### WHAT YOU WILL DO
Please give the data below again in full, exactly as it stands.

### MATERIAL PROVIDED

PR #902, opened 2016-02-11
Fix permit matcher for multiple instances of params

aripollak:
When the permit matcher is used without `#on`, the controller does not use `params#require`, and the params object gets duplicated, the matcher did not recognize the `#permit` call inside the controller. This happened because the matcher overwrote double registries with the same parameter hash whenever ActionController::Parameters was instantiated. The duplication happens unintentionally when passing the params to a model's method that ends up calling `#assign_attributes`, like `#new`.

### RESULT FOR THIS TASK
PR #902, opened 2016-02-11
Fix permit matcher for multiple instances of params

aripollak:
When the permit matcher is used without `#on`, the controller does not use `params#require`, and the params object gets duplicated, the matcher did not recognize the `#permit` call inside the controller. This happened because the matcher overwrote double registries with the same parameter hash whenever ActionController::Parameters was instantiated. The duplication happens unintentionally when passing the params to a model's method that ends up calling `#assign_attributes`, like `#new`.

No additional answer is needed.